***** SOURCE DATA

PR #405, opened 2026-05-22
Add `std/opcodes`

axic:
The goal here is to reduce ad-hoc helpers. The `std/opcodes.solc` file could be auto-generated, following fixed templates.

### DIFF
--- a/std/opcodes.solc
+++ b/std/opcodes.solc
@@ -1,14 +1,84 @@
 export {
     stop,
     add,
-    mstore,
-    mload,
-    mcopy,
-    sstore,
-    sload,
+    mul,
+    sub,
+    div,
+    sdiv,
+    mod,
+    smod,
+    addmod,
+    mulmod,
+    exp,
+    signextend,
+    lt,
+    gt,
+    slt,
+    sgt,
+    eq,
+    iszero,
+    and,
+    or,
+    xor,
+    not,
+    byte,
+    shl,
+    shr,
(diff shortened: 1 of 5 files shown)


std/opcodes.solc
```diff
@@ -0,0 +1,43 @@
...
+
+function callvalue() -> word {
+    let res;
+    assembly {
+        res := callvalue()
+    }
+    return res;
+}
+
+function revert(a: word, b: word) -> () {
```
axic, line 668: This will likely conflict with special handling for `revert(string literal)`.

std/std.solc
```diff
@@ -1088,26 +1077,34 @@ instance bool:ABIEncode {
...
     }
+    return res;
+}
+
+function round_up_to_mul_of_32(value:word) -> word {
+    return and_(value + 31, not_(31));
+}
 
-    return tail;
+function encodeIntoFromBytesLike(srcPtr:word, basePtr:word, offset:word, tail:word) -> word {
```
axic, line 1197: As an example using the opcode helpers assembly blocks can be rewritten line-by-line, and after that it is easy to simplify it too.

axic:
Will split this into two parts:
1) This PR adding the script and `std/opcodes.solc`.
2) A follow up PR using the helpers from it.

axic:
@rodrigogribeiro this should be ready. Moved the usage to #449 (blocked by #435)

PR #410, opened 2026-05-23
Add `address:ABIEncode`

axic:

PR #413, opened 2026-05-23
Return error code upon hitting fallback

axic:


std/dispatch.solc
```diff
@@ -289,6 +289,8 @@ forall methods fallback . methods:RunDispatch, fallback:ExecMethod => instance C
   }
 }
 
-function revert_handler() -> () {
-  assembly { revert(0,0) }
+// This is the default fallback used if none is defined.
+function fallback_default_implementation() -> () {
+  let NoSelectorMatchedWithoutFallback = Error(0x4924aef0);
+  revertWithError(NoSelectorMatchedWithoutFallback);
```
axic, line 295: Took me a while debugging #410 because I forgot to change the selector in the tests. As previously, returning a proper error fixes this problem.

test/examples/dispatch/basic.json
```diff
@@ -69,6 +69,18 @@
           "returndata":"00000000000000000000000000000000000000000000000000000000000000200000000000000000000000000000000000000000000000000000000000000004deadbeef00000000000000000000000000000000000000000000000000000000",
           "status": "success"
         }
+      },
+      {
+        "input": {
+          "text-calldata": "missing fallback",
```
axic, line 111: I tried creating a test for defined fallback too, but there's no way to define it.

src/Solcore/Desugarer/ContractDispatch.hs
```diff
@@ -75,7 +75,7 @@ genMainFn addMain (Contract cname tys cdecls)
         [ proxyExp (TyCon "NonPayable" []),
           proxyExp unit,
           proxyExp unit,
-          Var "revert_handler"
+          Var "fallback_default_implementation"
```
axic, line 78: Also wonder if this could be implemented directly in disaptch.solc

mbenke (commented):
Nice! I have added `NoSelectorMatchedWithoutFallback()` to the 4bytes db so that `./runsol.sh` now prints it when encountered:
```
$ ./runsol.sh test/examples/dispatch/basic.solc  --runtime-calldata "noSuchMethod()"
...
Execution failed: execution reverted
returndata: 0x4924aef0
error selector: NoSelectorMatchedWithoutFallback()
```

mbenke (approved):

PR #5118, opened 2026-07-16
Rework av2_encode_block_intra_joint_uv

jingninghan:
Make it properly handle cctx cases.

Take out coeff dropout to be consistent with what's used in RD search stage.

Re-do u plane if its eob is different from that's in RD search to avoid potential mismatch issues due to the change of cctx_type.

Tested for A2 and A4 in speed 1 with 33 frames. No coding stats change observed.

### DIFF
--- a/av2/encoder/encodemb.c
+++ b/av2/encoder/encodemb.c
@@ -1708,67 +1708,36 @@ void av2_encode_block_intra_joint_uv(int block, int blk_row, int blk_col,
   av2_setup_quant(tx_size, use_trellis, quant_idx,
                   cpi->oxcf.q_cfg.quant_b_adapt, &quant_param);
 
-  // Settings for optimization type. NOTE: To set optimization type for all
-  // intra frames, both `KEY_BLOCK_OPT_TYPE` and `INTRA_BLOCK_OPT_TYPE` should
-  // be set.
-  // TODO(yjshen): These settings are hard-coded and look okay for now. They
-  // should be made configurable later.
-  // Blocks of key frames ONLY.
-  OPT_TYPE KEY_BLOCK_OPT_TYPE = TRELLIS_DROPOUT_OPT;
-  // Blocks of intra frames (key frames EXCLUSIVE).
-  OPT_TYPE INTRA_BLOCK_OPT_TYPE = TRELLIS_DROPOUT_OPT;
-
-  int use_tcq = cm->features.tcq_mode != 0;
-  if (use_tcq) {
-    // Dropout setting should be disabled when Trellis Coded Quant is
-    // enabled.
-    KEY_BLOCK_OPT_TYPE = TRELLIS_OPT;
-    // Blocks of intra frames (key frames EXCLUSIVE).
-    INTRA_BLOCK_OPT_TYPE = TRELLIS_OPT;
-  }
-
-  // Whether trellis or dropout optimization is required for key frames and
-  // intra frames.
-  const bool do_trellis = (frame_is_intra_only(cm) &&
-                           (KEY_BLOCK_OPT_TYPE == TRELLIS_OPT ||
-                            KEY_BLOCK_OPT_TYPE == TRELLIS_DROPOUT_OPT)) ||
-                          (!frame_is_intra_only(cm) &&
-                           (INTRA_BLOCK_OPT_TYPE == TRELLIS_OPT ||
-                            INTRA_BLOCK_OPT_TYPE == TRELLIS_DROPOUT_OPT));
-  const bool do_dropout = (frame_is_intra_only(cm) &&
-                           (KEY_BLOCK_OPT_TYPE == DROPOUT_OPT ||
-                            KEY_BLOCK_OPT_TYPE == TRELLIS_DROPOUT_OPT)) ||
-                          (!frame_is_intra_only(cm) &&
-                           (INTRA_BLOCK_OPT_TYPE == DROPOUT_OPT ||
-                            INTRA_BLOCK_OPT_TYPE == TRELLIS_DROPOUT_OPT));
   for (int plane = AVM_PLANE_U; plane <= AVM_PLANE_V; plane++) {
-    if (plane == AVM_PLANE_V && !is_inter_block(xd->mi[0], xd->tree_type) &&
-        *eob_c1 == 1) {
-      update_cctx_array(xd, blk_row, blk_col, 0, 0,
-                        args->dry_run ? TX_4X4 : tx_size, CCTX_NONE);
-      cctx_type = av2_get_cctx_type(xd, blk_row, blk_col);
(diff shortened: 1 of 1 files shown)


urvangjoshi:
Will wait for your review @kslu-aom .

av2/encoder/encodemb.c
```diff
@@ -1708,67 +1708,37 @@ void av2_encode_block_intra_joint_uv(int block, int blk_row, int blk_col,
...
-      // In dry run, cctx type will not be referenced by neighboring blocks,
-      // so there is no need to fill in the whole chroma region. In addition,
-      // ctx->cctx_type_map size in dry run may not be aligned with actual
-      // chroma coding region for some partition types.
+    if (plane == AVM_PLANE_V && (*eob_c1 == 0 || *eob_c1 == 1) &&
+        cctx_type != CCTX_NONE) {
+      // If the encoding stage uses a different cctx_type from the one
+      // used in the rd stage, re-do the u plane with the updated cctx_type.
       update_cctx_array(xd, blk_row, blk_col, 0, 0,
                         args->dry_run ? TX_4X4 : tx_size, CCTX_NONE);
```
kslu-aom: This CCTX_NONE update was a hack I added to fix a cctx context being messed up. Have you checked if this update is still necessary? If not, we can remove it to avoid any confusion, but we can also do it later if you have not checked.

kslu-aom (approved):

av2/encoder/encodemb.c
jingninghan: It seems still necessary in the event that we need to alter the cctx_type from what the buffer previously has.

yeqing-wu: The code doesn’t refresh `cctx_type` after updating the `cctx_array`. Is this necessary since in the old code, `cctx_type` was refreshed after updating the `cctx_array`?

av2/encoder/encodemb.c
```diff
@@ -1708,67 +1708,37 @@ void av2_encode_block_intra_joint_uv(int block, int blk_row, int blk_col,
...
+      if (quant_param.use_optimize_b) {
+        const ENTROPY_CONTEXT *a = &args->ta[blk_col];
+        const ENTROPY_CONTEXT *l = &args->tl[blk_row];
+        TXB_CTX txb_ctx;
+        get_txb_ctx(plane_bsize, tx_size, AVM_PLANE_U, a, l, &txb_ctx,
+                    xd->mi[0]->fsc_mode[xd->tree_type == CHROMA_PART] &&
+                        cm->seq_params.enable_fsc);
+        av2_optimize_b(args->cpi, x, AVM_PLANE_U, block, tx_size, tx_type,
+                       cctx_type, &txb_ctx, &dummy_rate_cost);
+      }
```
yeqing-wu, line 1732: In the original code, only if the plane is `AVM_PLANE_V` and the value of `*eob_c1` is 1, would the code of `av2_setup_qmatrix(), av2_xform_quant()`, and all the code under the `if (quant_param.use_optimize_b)` condition be called again. However, in the new code, even if `*eob_c1` is 0, the above code would still be called. Is this deviation from the original code correct?

av2/encoder/encodemb.c
```diff
@@ -1708,67 +1708,37 @@ void av2_encode_block_intra_joint_uv(int block, int blk_row, int blk_col,
...
                         args->dry_run ? TX_4X4 : tx_size, CCTX_NONE);
+      av2_setup_xform(cm, x, AVM_PLANE_U, tx_size, tx_type, cctx_type,
+                      &txfm_param);
+      av2_setup_qmatrix(&cm->quant_params, xd, AVM_PLANE_U, tx_size, tx_type,
+                        &quant_param);
+      av2_xform_quant(cm, x, AVM_PLANE_U, block, blk_row, blk_col, plane_bsize,
+                      &txfm_param, &quant_param);
+      if (quant_param.use_optimize_b) {
+        const ENTROPY_CONTEXT *a = &args->ta[blk_col];
+        const ENTROPY_CONTEXT *l = &args->tl[blk_row];
```
yeqing-wu, line 1725: In the original code, there was a plane offset for both locations. However, we have removed the plane offset in this place, and these code are for AVM_PLANE_V plane. Is this correct?

```
        const ENTROPY_CONTEXT *a =
            &args->ta[blk_col + (plane - AVM_PLANE_U) * MAX_MIB_SIZE];
        const ENTROPY_CONTEXT *l =
            &args->tl[blk_row + (plane - AVM_PLANE_U) * MAX_MIB_SIZE];
```

av2/encoder/encodemb.c
kslu-aom: I have a similar question. The issue mentioned in my previous comment does not exist anymore (neighboring cctx_type is not used as a context now). I suspect this update is not necessary now, but it may be ok to leave it as long as there is no stats difference. I will double check later.

yeqing-wu: I believe it’s better to figure out the issue since the design is quite different.
1) In the original code, if these conditions are met, we set cctx_type to CCTX_NONE, and this CCTX_NONE is used in subsequent code.
2) With the new code, we don’t set cctx_type to CCTX_NONE, so it will use the existing cctx_type for subsequent code.

If the code changes don’t cause a change in BD rate, does it mean that the conditions in this code are no longer working? Or is it because we haven’t run enough tests, so these conditions are never triggered?

jingninghan: cctx_type needs to be updated to CCTX_NONE. I updated it in the new version.

Since the cctx_type is not needed as context for later use, the array update can be removed.
I will take it out in a next CL.

jingninghan: The current RD process would force CCTX_NONE if eob_1 is 0 or 1. So this re-run part won't be triggered.

It might not be the case when more speed features are applied around transform search.

av2/encoder/encodemb.c
jingninghan: plane is AVM_PLANE_U, as it re-runs the U plane processing to apply CCTX_NONE, if cctx_type is foced to change from its initial run.

av2/encoder/encodemb.c
jingninghan: This logic is different from the original.

Previously if eob1 is 0, it will force eob2 to be 0 too.

However, the spec allows it to have the following condition:
cctx_type = CCTX_NONE;
eob1 = 0;
eob2 != 0;

The new logic allows the encoder to run quantization for V plane, even if eob1 = 0.

yeqing-wu: Thanks for the explanation.

av2/encoder/encodemb.c
yeqing-wu: I see, I did not notice it is for `AVM_PLANE_U`. Sorry for this.

yeqing-wu (approved):

leolzhao (approved):
LGTM.

PR #5119, opened 2026-07-16
Remove mlayer/implicit-ref-map TIP suppression

yeqing-wu:
The unit tests that exercised base-only implicit-ref-map decode of a multi-layer bitstream (the only path where a TIP-winning base-layer block would fail to reconstruct) were removed in 9f0dfe5 (Fix setting in multi_layers tests, #5116), so this encoder-side workaround is no longer needed.

### DIFF
--- a/av2/encoder/rdopt.c
+++ b/av2/encoder/rdopt.c
@@ -9008,17 +9008,7 @@ void av2_rd_pick_inter_mode_sb(struct AV2_COMP *cpi,
       cm->current_frame.reference_mode == REFERENCE_MODE_SELECT;
 
   const int num_total_refs = cm->ref_frames_info.num_total_refs;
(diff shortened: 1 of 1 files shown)


yeqing-wu:
Hi @leolzhao,

The base layer constraints of MLayer coding are no longer necessary for TIP (the ones you weren’t quite understanding) after the base-only implicit-reference-map decode of a multi-layer bitstream was removed in https://github.com/AOMediaCodec/avm/commit/9f0dfe531e9519420157beb71bd85ca7e498b9c0 (Fix setting in multi_layers tests, https://github.com/AOMediaCodec/avm/pull/5116). Therefore, this encoder-side workaround is no longer required.

I’ve also removed it to aid in understanding. Could you please review it?

Thanks
Yeqing

leolzhao (approved):
LGTM.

**********

▶ TASK OBJECTIVE: Which lines of the entries above contain the word "needed"? Copy each of them.

▶ COMPLETED EXERCISE:
Since the cctx_type is not needed as context for later use, the array update can be removed.
The unit tests that exercised base-only implicit-ref-map decode of a multi-layer bitstream (the only path where a TIP-winning base-layer block would fail to reconstruct) were removed in 9f0dfe5 (Fix setting in multi_layers tests, #5116), so this encoder-side workaround is no longer needed.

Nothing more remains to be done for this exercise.